Procivis One maintains a single, centralized log of events across the entire deployment. This page explains how that log works: where events come from, what triggers an entry, and how write access is controlled. To search, filter, and export recorded events, see Searching and Reading History.

A single, centralized log

Core is the sole system of record for history. Other services in a Procivis One deployment (the Enterprise Backend, OpenID Bridge, Wallet-Relying Party Registry) do not keep their own separate audit logs. Instead, each forwards its events to Core's history API, which records them in one central store.

This means that regardless of which service in your deployment performed an action, the resulting entry lands in the same log, searchable and exportable through a single interface. Each entry's source field identifies which service reported the event, so you can always trace an entry back to its origin even though everything is stored centrally.

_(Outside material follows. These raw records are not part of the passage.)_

PR #989, opened 2025-01-21
refactor(blend): establish new connections, or deny new streams

youngjoon-lee:

This PR is the last one of refactoring connection management.
https://www.notion.so/Connection-Management-in-Libp2p-1708f96fb65c8019a6edd2a3b89ff8e2?pvs=4#1768f96fb65c80e58f68ea5300deba40

This PR adds the following actions:
- Dial new peers if needed.
- Deny a stream of a newly established connection in certain conditions.

The detailed logic is:
- `Behaviour` maintains three sets of peers (healthy, unhealthy, and malicious) based on the output of connection monitoring added in the PR #987.
- `Behaviour` determines whether new connections need to be established, based on the number of peers in those three sets. If so, the `Behaviour` emits an event to the `Backend`, so that the `Backend` can select random peers and request `Swarm` to dial them.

What creates a history entry

History entries represent state-changing events on the entities the platform manages, not every operation the system performs. Broadly, entries fall into a few categories:

  • Creation and deletion of entities such as credentials, keys, certificates, and wallet units
  • Lifecycle and status transitions, such as a credential being suspended or a wallet unit being revoked
  • Completion of interactions, such as a credential being offered, shared, or accepted
  • Domain-specific events particular to a given component, such as trust resolution or receipt of a Wallet-Relying Party Access or Registration Certificate

CHECK THESE

Example entityExample actions
CredentialCreated, Offered, Issued, Pending, Accepted, Shared, Revoked
Wallet unitCreated, Activated, Issued, Pending, Revoked, Updated
Trust list subscriptionCreated, Updated, Deleted

The table above is illustrative, not exhaustive. For the full set of entity and action types, see the entityTypes[] and actions[] enums of GET /api/history/v1.

How entries reach the log

Non-Core services never write to Core's database directly. Instead, they call Core's history API to submit events as they occur:

  • POST /api/history/v1 — used by other services to forward an event to be recorded

See History in the Core API reference for full endpoint details.

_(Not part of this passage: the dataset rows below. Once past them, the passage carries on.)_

PR #991, opened 2025-01-21
feat(kms): add filesystem backend

youngjoon-lee:

This PR implements `FileSystemKMSBackend`, which stores and loads keys to a disk. Keys are encrypted by a password.

This backend can be used as the most naive option. In the future, it would be good to implement `KeyringKMSBackend` using the [`keyring`](https://docs.rs/keyring/latest/keyring/) crate, or so.

The APIs defined by the #981 have been slightly modified to accommodate the implementations. I added PR comments for details.

Yes

Yes

No

## Checklist

> [!WARNING]  

* [ ] 1. Description added.

### DIFF
--- a/nomos-services/key-management-system/src/backend/fs.rs
+++ b/nomos-services/key-management-system/src/backend/fs.rs
@@ -1,0 +1,223 @@
+use std::{collections::HashMap, path::PathBuf};
+
+use aes_gcm::{aead::Aead, Aes256Gcm, KeyInit, Nonce};
+use bytes::Bytes;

Write access and permissions

Creating a history entry requires the HISTORY_CREATE permission, assigned to the technical users representing the non-Core services that report events to Core. This permission should never be assigned to a real user; see Configuring Service History for setup and why this matters.

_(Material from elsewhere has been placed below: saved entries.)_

PR #992, opened 2025-01-22
feat(kms): add the preload backend

youngjoon-lee:

This PR implements a naive KMS backend, which preloads all keys from the setting struct provided by an user. As we've been currently doing, the user must specify all keys in the config file, for example.
This backend provides key operations on only the keys preloaded. It doesn't support generating new keys. 

This is the most simplest version of the KMS backend. We'll be able to design an ideal backend once the requirement from the validator protocol is determined clearly. A possible approach may be making the backend hold a single master key and derive all keys from the master key along with a key ID provided by user, deterministically. This approach is almost the same as the HD key derivation, which most of cyrpto wallets are using, or any other deterministic key derivation algorithms. 

But anyway, it's enough to have this simple preload backend for now.

Yes

Yes

No

## Checklist

> [!WARNING]  

* [x] 1. Description added.

### DIFF
--- a/nomos-services/key-management-system/src/backend/preload.rs
+++ b/nomos-services/key-management-system/src/backend/preload.rs
@@ -111,8 +111,6 @@ impl Key {
 
 #[derive(thiserror::Error, Debug)]
 pub enum Error {
-    #[error("Not supported")]
-    NotSupported,
     #[error("Key({0}) was not registered")]
     KeyNotRegistered(String),
     #[error("KeyType mismatch: {0:?} != {1:?}")]
--- a/nomos-services/key-management-system/src/backend/preload.rs
+++ b/nomos-services/key-management-system/src/backend/preload.rs
@@ -1,0 +1,196 @@
+use std::collections::HashMap;
+
+use bytes::Bytes;
+use either::Either;
+use overwatch_rs::DynError;
+use serde::{Deserialize, Serialize};
+use zeroize::ZeroizeOnDrop;
+
+use crate::{keys::ed25519::Ed25519Key, secure_key::SecuredKey, KMSOperator};
+
+use super::KMSBackend;
+
+pub struct PreloadKMSBackend {
+    keys: HashMap<String, Key>,
+}
+
+/// This settings contain all [`Key`]s to be loaded into the [`PreloadKMSBackend`].
+/// This implements [`serde::Serialize`] for users to populate the settings from bytes.
+/// The [`Key`] also implements [`zeroize::ZeroizeOnDrop`] for security.
+#[derive(Serialize, Deserialize)]
+pub struct PreloadKMSBackendSettings {
+    keys: HashMap<String, Key>,
+}
+
+#[async_trait::async_trait]
+impl KMSBackend for PreloadKMSBackend {
+    type SupportedKeys = SupportedKeys;
+    type KeyId = String;
+    type Settings = PreloadKMSBackendSettings;
+
+    fn new(settings: Self::Settings) -> Self {
+        Self {
+            keys: settings.keys,
+        }
+    }
+
+    /// This function just checks if the key_id was preloaded successfully.
+    /// This backend doesn't support generating a new key based on the [`SupportedKeys`] provided,
+    /// because this backend preloads all keys from the settings.
+    /// In other words, the users can execute operations with the key_id
+    /// even without the need to register it, if the key was specified in the settings.
+    fn register(
+        &mut self,
+        key: Either<Self::SupportedKeys, Self::KeyId>,
+    ) -> Result<Self::KeyId, DynError> {
+        match key {
+            Either::Left(_) => Err(Error::NotSupported.into()),
+            Either::Right(key_id) => {
+                if self.keys.contains_key(&key_id) {
+                    Ok(key_id)
+                } else {
+                    Err(Error::KeyNotRegistered(key_id).into())
+                }
+            }
+        }
+    }
+
+    fn public_key(&self, key_id: Self::KeyId) -> Result<Bytes, DynError> {
+        Ok(self
+            .keys
+            .get(&key_id)
+            .ok_or(Error::KeyNotRegistered(key_id))?
+            .as_pk())
+    }
+
+    fn sign(&mut self, key_id: Self::KeyId, data: Bytes) -> Result<Bytes, DynError> {
+        self.keys
+            .get_mut(&key_id)
+            .ok_or(Error::KeyNotRegistered(key_id))?
+            .sign(data)
+    }
+
+    async fn execute(&mut self, key_id: Self::KeyId, mut op: KMSOperator) -> Result<(), DynError> {
+        op(self
+            .keys
+            .get_mut(&key_id)
+            .ok_or(Error::KeyNotRegistered(key_id))?)
+        .await
+    }
+}
+
+// This enum won't be used outside of this module
+// because [`PreloadKMSBackend`] doesn't support generating new keys.
+#[allow(dead_code)]
+pub enum SupportedKeys {
+    Ed25519,
+}
+
+#[derive(Serialize, Deserialize, ZeroizeOnDrop)]
+enum Key {
+    Ed25519(Ed25519Key),
+}
+
+impl SecuredKey for Key {
+    fn sign(&mut self, data: Bytes) -> Result<Bytes, DynError> {
+        match self {
+            Self::Ed25519(key) => key.sign(data),
+        }
+    }
+
+    fn as_pk(&self) -> Bytes {
+        match self {
+            Self::Ed25519(key) => key.as_pk(),
+        }
+    }
+}
+
+#[derive(thiserror::Error, Debug)]
+pub enum Error {
+    #[error("Not supported")]
+    NotSupported,
+    #[error("Key({0}) was not registered")]
+    KeyNotRegistered(String),
+}
+
+#[cfg(test)]
+mod tests {
+    use std::collections::HashMap;
+
+    use rand::rngs::OsRng;
+
+    use super::*;
+
+    #[tokio::test]
+    async fn preload_backend() {
+        // Initialize a backend with a pre-generated key in the setting
+        let key_id = "blend/1".to_string();
+        let key = ed25519_dalek::SigningKey::generate(&mut OsRng);
+        let mut backend = PreloadKMSBackend::new(PreloadKMSBackendSettings {
+            keys: HashMap::from_iter(vec![(
+                key_id.clone(),
+                Key::Ed25519(Ed25519Key(key.clone())),
+            )]),
+        });
+
+        // Check if the key was preloaded successfully
+        assert_eq!(
+            backend.register(Either::Right(key_id.clone())).unwrap(),
+            key_id
+        );
+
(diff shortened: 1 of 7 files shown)


nomos-services/key-management-system/src/secure_key.rs
```diff
@@ -2,6 +2,6 @@ use bytes::Bytes;
 use overwatch_rs::DynError;
 
 pub trait SecuredKey {
-    fn sign(&self) -> Result<Bytes, DynError>;
+    fn sign(&mut self, data: Bytes) -> Result<Bytes, DynError>;
```
AlejandroCabeza, line 5: Does it make sense for a `sign` to need `mut self`?

nomos-services/key-management-system/src/backend/preload.rs
```diff
@@ -0,0 +1,196 @@
...
+        Self {
+            keys: settings.keys,
+        }
+    }
+
+    /// This function just checks if the key_id was preloaded successfully.
+    /// This backend doesn't support generating a new key based on the [`SupportedKeys`] provided,
+    /// because this backend preloads all keys from the settings.
+    /// In other words, the users can execute operations with the key_id
+    /// even without the need to register it, if the key was specified in the settings.
```
danielSanchezQ, line 41: But what if a service wasn't given an id for the key? How would it ask for it the first time?
As this is a contract we should use the established contract (trait) in the services and it should work the same. In the case of registering, instead of returning an error, I would return the corresponding keyid.

nomos-services/key-management-system/src/backend/preload.rs
```diff
@@ -0,0 +1,196 @@
...
+        .await
+    }
+}
+
+// This enum won't be used outside of this module
+// because [`PreloadKMSBackend`] doesn't support generating new keys.
+#[allow(dead_code)]
+pub enum SupportedKeys {
+    Ed25519,
+}
```
danielSanchezQ, line 87: In this keys the supported ones should be probably the ones the services need, ex:

```suggestion
#[allow(dead_code)]
pub enum SupportedKeys {
    Blend,
    DA,
    Consensus
}
```

Then we map those to the ones loaded from the config.

nomos-services/key-management-system/src/secure_key.rs
danielSanchezQ: I think it is because some keys use a random state inside that need to advance. Can you confirm @youngjoon-lee ?

danielSanchezQ (changes requested):

nomos-services/key-management-system/src/backend/preload.rs
youngjoon-lee: This says that we still have a different understanding of the KMS API. Let's clarify it now.

Personally, I think it's better to treat `SupportedKeys` as crypto scheme (like `Ed25519`).
If we treat it as the 'category' like Blend and DA, we also need to think about how to handle the case which each category requires multiple crypto schemes. For example, the Blend may require both X25519 and Ed25519 for different purposes. It would be possible to support the case somehow, but I think treating `SupportedKeys` as crypto scheme is one of the ways.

Reading history is governed separately, through HISTORY_LIST / HISTORY_DETAIL (scoped to your organization) or SYSTEM_HISTORY_LIST / SYSTEM_HISTORY_DETAIL (cross-organization). See Across organizations for how query scope works.

No modification after creation

The history API provides no way to edit or delete an existing entry, only to create new ones. Correcting or reversing a state is recorded as a new entry (for example, a Revoked entry following an Issued one), never by altering a previous entry. This makes the log append-only through the API; direct access to the underlying database is outside the scope of this guarantee.